Die Billigairline peilt auch Flüge in Städte wie Dallas, Honolulu und Johannesburg an. Laut Ole Christian Melhus, dem Chef der Airline in Argentinien, sollen die US-Flüge Ende 2018 starten. Zunächst beginnt Norwegian Air Argentinas mit inner-argentinischen Flügen und Zielen innerhalb Lateinamerikas.

Norwegian will ein großes Stück des Kuchens ergattern, den die argentinische Luftfahrtbehörde den Billigairlines derzeit anbietet. In den vergangenen 15 Jahren waren am Himmel über Argentinien weitgehend Flugzeuge der staatlichen Aerolíneas Argentinas unterwegs.

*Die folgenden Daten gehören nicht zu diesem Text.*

PR #68, opened 2017-01-06
[FIXED JENKINS-40865] Org folders should encode child project names

stephenc:
- Also switches to name mangling for multi-branch projects

See [JENKINS-40865](https://issues.jenkins-ci.org/browse/JENKINS-40865)

@reviewbybees esp @jglick


jglick:
Also:

```
java.lang.AssertionError
	at org.junit.Assert.fail(Assert.java:86)
	at org.junit.Assert.assertTrue(Assert.java:41)
	at org.junit.Assert.assertNotNull(Assert.java:712)
	at org.junit.Assert.assertNotNull(Assert.java:722)
	at jenkins.branch.WorkspaceLocatorImplTest.locate(WorkspaceLocatorImplTest.java:78)
```

stephenc:
`Util.rawEncode("..").equals("..")` FTW

stephenc:
> The unit test here does not reproduce an actual problem, just tests behavior of the helper function.

That is because I already added the additional tests in 26505ade48353f6ebffdba3d36af04a569096e55 and 6219ef9ef106001259c18387cc7c213c4addf31d

stephenc:
@jglick ping

jglick:
> I already added the additional tests

And those demonstrated some sort of user-visible error which this change corrects?

jglick:
And did you check that this does not break `workflow-multibranch` downstream tests?

src/main/java/jenkins/branch/Branch.java
```diff
@@ -153,7 +153,7 @@ public String getName() {
      * @since 0.2-beta-7
      */
     public String getEncodedName() {
-        return Util.rawEncode(getName());
+        return NameMangler.apply(getName());
```
jglick: The main concern I have about this is that it means the `Branch.name` is no longer reconstructible from the `Job.name`. So long as nobody is trying to do that, and is using `BranchProjectFactory.getBranch` correctly, then I guess it does not matter. But you must be sure that there can be no (accidental or malicious) collision between `encodedName`s.

src/main/java/jenkins/branch/MultiBranchProject.java
```diff
@@ -161,6 +161,21 @@ protected MultiBranchProject(ItemGroup parent, String name) {
     public void onLoad(ItemGroup<? extends Item> parent, String name) throws IOException {
         super.onLoad(parent, name);
         init2();
+        // migrate any non-mangled names
+        ArrayList<P> items = new ArrayList<>(getItems());
+        for (P item : items) {
+            String itemName = item.getName();
+            String mangledName = NameMangler.apply(itemName);
```
jglick: Should this not rather be applying `NameMangler` to the original branch name? Here you are applying it to the encoded name, which seems like it might produce a different result.

src/main/java/jenkins/branch/MultiBranchProject.java
```diff
@@ -161,6 +161,21 @@ protected MultiBranchProject(ItemGroup parent, String name) {
...
+            if (!itemName.equals(mangledName)) {
+                if (getItem(mangledName) == null) {
+                    item.renameTo(mangledName);
+                    if (item.getDisplayNameOrNull() == null) {
+                        item.setDisplayName(itemName);
+                        item.save();
+                    }
+                }
```
jglick: And what if there is already an item using the mangled name? Something is going to break, right? Perhaps we should just `item.delete()` in that case to be on the safe side.

src/main/java/jenkins/branch/MultiBranchProject.java
```diff
@@ -538,9 +553,17 @@ public P getItem(String name) {
             if (item != null) {
                 return item;
             }
+            item = super.getItem(NameMangler.apply(decoded));
```
jglick: Does not seem to make sense. Should this not be un-mangling, and doing so on `name` rather than `decoded`? Hard to follow what all this logic really is doing; does it have full test coverage?

src/main/java/jenkins/branch/NameMangler.java
```diff
@@ -0,0 +1,172 @@
...
+        }
+        StringBuilder buf = new StringBuilder(name.length() + 16);
+        for (char c : name.toCharArray()) {
+            if (isSafe(c)) {
+                buf.append(c);
+            } else if (c == '/' || c == '\\' || c == ' ') {
+                buf.append('_');
+            } else if (c <= 0xff) {
+                buf.append('%');
+                buf.append(StringUtils.leftPad(Integer.toHexString(c & 0xff), 2, '0'));
```
jglick: IIUC `%` itself is unsafe, so deliberately creating a branch name with a `%` in it will not cause problems—you will just wind up with `%25` in there. Right?

src/main/java/jenkins/branch/NameMangler.java
```diff
@@ -0,0 +1,172 @@
...
+                    dd.append(toDigit(data & 0x1f));
+                    bits -= 5;
+                    data = data >> 5;
+                }
+                data = data | ((b & 0xff) << bits);
+                bits += 8;
+            }
+            digest = dd.toString();
+        } catch (NoSuchAlgorithmException e) {
+            throw new IllegalStateException("MD5 not installed", e);    // impossible
```
jglick: You mean SHA-1?

src/main/java/jenkins/branch/NameMangler.java
```diff
@@ -0,0 +1,172 @@
...
+        }
+        if (buf.length() <= MAX_SAFE_LENGTH - MIN_HASH_LENGTH - 1) {
+            // we have room to add the min hash
```
jglick: If this is false, why bother computing the `digest`?

src/main/java/jenkins/branch/NameMangler.java
```diff
@@ -0,0 +1,172 @@
...
+            buf.append('@');
+            buf.append(StringUtils.right(digest, MIN_HASH_LENGTH));
```
jglick: This is going to give a rather short portion of the hash, so any cryptographic protections are very weak. Meaning someone could easily create a branch name which maliciously mangles to the same text as a legitimate name. I am not sure if this could be used to mount an attack but it seems concerning.

OTOH `WorkspaceLocatorImpl` is already on the hook for guaranteeing that workspaces do not clash, which is important for preventing one job from accessing the workspace of another on a given node, if the build configuration limits access outside the workspace path (as for example `docker.image(…).inside {…}` does, assuming an administrator enforces its use by some means).

(If every build runs on a one-shot containerized executor then you need not care about such things, though you then pay the performance penalty for agent initialization on every build.)

src/main/java/jenkins/branch/NameMangler.java
```diff
@@ -0,0 +1,172 @@
...
+                data = data | ((b & 0xff) << bits);
+                bits += 8;
+            }
+            digest = dd.toString();
+        } catch (NoSuchAlgorithmException e) {
+            throw new IllegalStateException("MD5 not installed", e);    // impossible
+        }
+        if (buf.length() <= MAX_SAFE_LENGTH - MIN_HASH_LENGTH - 1) {
+            // we have room to add the min hash
+            buf.append('@');
```
jglick: Could use

```java
System.getProperty(WorkspaceList.class.getName(), "@")
```

since apparently this character is problematic on some systems. OTOH `WorkspaceLocatorImpl` may already be handling that, according to the test—a little hard to follow.

src/test/java/jenkins/branch/WorkspaceLocatorImplTest.java
```diff
@@ -74,11 +74,11 @@ public void locate() throws Exception {
         stuff.scheduleBuild2(0).getFuture().get();
         r.waitUntilNoActivity();
         showComputation(stuff);
-        FreeStyleProject master = r.jenkins.getItemByFullName("stuff/dev%2Fflow", FreeStyleProject.class);
+        FreeStyleProject master = r.jenkins.getItemByFullName("stuff/"+NameMangler.apply("dev/flow"), FreeStyleProject.class);
```
jglick: Prefer to use a string constant here so a reader of the test can immediately see what the actual item name will be—and we will notice if some change to `NameMangler` potentially might be causing compatibility issues.

src/test/java/jenkins/branch/WorkspaceLocatorImplTest.java
```diff
@@ -74,11 +74,11 @@ public void locate() throws Exception {
...
         assertNotNull(master);
-        assertEquals(r.jenkins.getRootPath().child("workspace/stuff_dev_flow-L5GKER67QGVMJ2UD3JCSGKEV2ACON2O4VO4RNUZ27HGUY32SYVXQ"), r.jenkins.getWorkspaceFor(master));
+        assertEquals(r.jenkins.getRootPath().child("workspace/stuff_"+ NameMangler.apply("dev/flow").replace('@','_')+"-HEAQQA3VKMJWWMJ2LGY5PBAKURNMTX2PMQ3FG7E2R5NWAUUN4SZQ"), r.jenkins.getWorkspaceFor(master));
```
jglick: Ditto here, so we can see what the final workspace path will look like.

src/main/java/jenkins/branch/MultiBranchProject.java
stephenc: If you do getItem("foo%2fbar") as a historical link, then `foo%2fbar` will be decoded into `foo/bar` and then we check if there is an item with the name `NameMangler.apply("foo/bar")`, if there is then that was the item the old link was trying to access

src/main/java/jenkins/branch/NameMangler.java
stephenc: Correct, we use % to identify the hash and we prevent creating names that match a mangled name

src/main/java/jenkins/branch/NameMangler.java
stephenc: ACK

src/main/java/jenkins/branch/NameMangler.java
stephenc: To ensure no collisions, e.g. the hash ensures that `foo bar`, `foo/bar` and `foo\bar` all get unique names

src/main/java/jenkins/branch/NameMangler.java
stephenc: We can move to a different character, but workspace locator is doing its own mangling IIUC

src/main/java/jenkins/branch/NameMangler.java
stephenc: Well it's not quite so easy... we prefix with the start of the name... in fact on this branch we prefix with the entire encoded name and then append a hash of the original name... so you only get to play with the characters that have been mapped to `_`... of which the most you can have is 24 of them... and they only have 3 possible values... so that's 3^24 or ~ 38 bits which is 7 characters... so maybe 32 potential collisions for somebody who's branch is called `////////////////////////` if they have a branch with at least one non-flattened character, e.g. `a_______________________` then there are only 3^23 potential names that have the same prefix and that is a space of ~ 6 characters which is the exact amount of hash that we use.

Now for longer names, you are constrained in that the start and end of the name have to match because we insert the hash in the middle for those cases.

Where the name is between 24 and 32 characters long you only get to play with the characters mapping to `_` in the prefix and postfix and the characters in the middle (overwritten by the hash) but at least for those you get to use a wider set (basically `0-9A-Za-z` otherwise it will be `%` encoded and the length could grow and affect how much of the postfix is output) So there is scope there for collisions in a 6 character hash, but you would need to brute-force it *and* have write permission to the repository

After that we start growing the hash length until it is 12 characters of hash

src/main/java/jenkins/branch/MultiBranchProject.java
stephenc: covered by getItem(mangledName) which will be non-null if the target item exists already

stephenc: So the orphaned item strategy will remove them next time around as they will not have been indexed

stephenc:
@jglick The only change required in workflow-multibranch is

```
diff --git a/src/test/java/org/jenkinsci/plugins/workflow/multibranch/WorkflowBranchProjectFactoryTest.java b/src/test/java/org/jenkinsci/plugins/workflow/multibranch/WorkflowBranchProjectFactoryTest.java
index a4ed9fe..407d045 100644
--- a/src/test/java/org/jenkinsci/plugins/workflow/multibranch/WorkflowBranchProjectFactoryTest.java
+++ b/src/test/java/org/jenkinsci/plugins/workflow/multibranch/WorkflowBranchProjectFactoryTest.java
@@ -69,7 +69,7 @@ public class WorkflowBranchProjectFactoryTest {
                 WorkflowRun b1 = p.getLastBuild();
                 assertEquals(1, b1.getNumber());
                 story.j.assertLogContains("branch=dev/main", b1);
-                story.j.assertLogContains("workspace=dev_main-ZFNHWJSHKH4HUVOQUPOQV6WFX7XUPIKIAQAQ3DV7CCAGIXQW7YSA", b1);
+                story.j.assertLogContains("workspace=dev_main_k31kdj-4YKHANIWHM4KZZRNCZZDALTFKAX6WROU4PEFYWTQXHNMM3PHZQEA", b1);
                 verifyProject(p);
                 sampleRepo.write("Jenkinsfile", script.replace("branch=", "Branch="));
             }
```

other than that the tests all pass as we resolve the old urls via fall-back

src/main/java/jenkins/branch/NameMangler.java
stephenc: Hmmm so `@` would be problematic on z/OS... might have to move to another character (which would require making `_` or `-` unsafe)

recena:
I like the idea behind of this PR. 👍

src/main/java/jenkins/branch/NameMangler.java
```diff
@@ -0,0 +1,172 @@
...
+        if (name.length() <= MAX_SAFE_LENGTH) {
+            boolean unsafe = false;
+            for (char c : name.toCharArray()) {
+                if (!isSafe(c)) {
+                    unsafe = true;
+                    break;
+                }
+            }
+            // See https://msdn.microsoft.com/en-us/library/aa365247 we need to consistently reserve names across all OS
+            if (!unsafe) {
```
oleg-nenashev: IMHO the code should also consult with [ProjectNamingStrategy](https://wiki.jenkins-ci.org/display/JENKINS/Extension+points#Extensionpoints-jenkins.model.ProjectNamingStrategy)

stephenc: <iframe width="560" height="315" src="https://www.youtube.com/embed/dSIKBliboIo" frameborder="0" allowfullscreen></iframe>

I'm sorry Oleg I'm afraid I can't do that

stephenc: If we consult the ProjectNamingStrategy then the decision to encode or not is non-deterministic.

In any case what could we do if the ProjectNamingStrategy objects to our encoded name

recena:
🐝

stephenc:
Hmmm we may have to switch escape characters and reduce the safe set

recena:
🐝

src/main/java/jenkins/branch/NameMangler.java
jglick: Cannot claim to follow that, but my asking the question seems to have forced you to think about implications a bit more, so I will stick with that!

stephenc:
You would have thought that european names would not have big issues... but oh boy... `Éireann` and `España` were perfect at finding some strange bugs!

stephenc:
What `Éireann` and `España` show is that the normaization of names is architecture dependent. So depending on how the branch source returns the names with non-ascii characters and then how the user's filesystem handles those same names... it may be that you end up with some builds being lost.

Not much we can do about that as when we need to do migration we do not know what the `SCMNavigator`'s canonical encoding is and hence cannot tell if the name from the filesystem matches (hence the need for `ProjectNameProperty` going forward)

jglick:
> normaization of names is architecture dependent

Why is that? Are we not just using UTF-8/

src/main/java/jenkins/branch/MultiBranchProject.java
```diff
@@ -563,9 +584,36 @@ public P getItem(String name) {
...
+     *
+     * @param branchName the name of the branch.
+     * @return the child job or {@code null} if no such job exists or if the requesting user does ave permission to
+     * view it.
+     * @since 2.0.0
+     */
+    @CheckForNull
+    public P getItemByBranchName(@NonNull String branchName) {
+        BranchProjectFactory<P, R> factory = getProjectFactory();
+        for (P p: getItems()) {
```
jglick: If this is performance-sensitive, could try `getItem(branchName)` first optimistically.

src/main/java/jenkins/branch/ProjectNameProperty.java
```diff
@@ -0,0 +1,65 @@
...
+import hudson.model.Descriptor;
+import net.sf.json.JSONObject;
+import org.kohsuke.stapler.StaplerRequest;
+
+/**
+ * Holds the unmangled project name of a {@link MultiBranchProject} within a {@link OrganizationFolder}.
+ *
+ * @since 2.0.0
+ */
+public class ProjectNameProperty extends AbstractFolderProperty<MultiBranchProject<?,?>> {
```
jglick: I am concerned the class name here could be confusing. After all we might expect “project name” to be `Job.name`, whereas this is intentionally different.

This _is_ the terminology used by `SCMSourceObserver`, so perhaps just clarify in Javadoc that this may be distinct from the `Job.name`.

stephenc:
> Why is that? Are we not just using UTF-8

One would think.... but some filesystems normalize to NFC and others to NFD... I'm sure the test may fail on a FS that normalizes to NFKC or NFKD

jglick:
> some filesystems normalize to NFC and others to NFD

Where are we using filesystem normalization here? We are just taking whatever text `SCMSource` or `SCMNavigator` gives us. Now if the particular SCM happens to implement scanning by inspecting local files, well that is just a problem in the SCM, right?

jglick:
(Mercurial does do this BTW. I long argued against it, but the developers insisted they wanted the tool to be completely neutral about the meaning of things like file paths and branch names, so they are just handled as octet streams, and the local OS do what it will with that.)

stephenc:
> Where are we using filesystem normalization here?

Migrating old data... because we never stored the `projectName` we have to rely on it being inferred from the name in the file system.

Seit 2016 hat die Luftfahrtbehörde begonnen, den Markt schrittweise für Billiganbieter zu öffnen. Norwegian hat in rasantem Tempo Flugzeuge beschafft und ihre Ziele über den Globus ausgeweitet - von kleineren Städten in den USA bis hin zu Zielen in Südostasien.

Zugleich sieht Norwegian-Chef Bjorn Kjos sich immer wieder genötigt, Spitzen der Konkurrenz-Airlines zu begegnen, die gerne öffentlich die Liquidität von Norwegian anzweifeln.

Bis zu 70 neue Flugzeuge


Laut Melhus wird Norwegian für die Argentinien-Pläne der Airline 50 bis 70 Flugzeuge leasen und 3.200 Mitarbeiter einstellen. Norwegian liebäugelt dabei mit Boeing 737-800 für Inlandsflüge, 737 Max für Regionalflüge und dem 787 Dreamliner oder dem Airbus A321neo für Langstreckenflüge.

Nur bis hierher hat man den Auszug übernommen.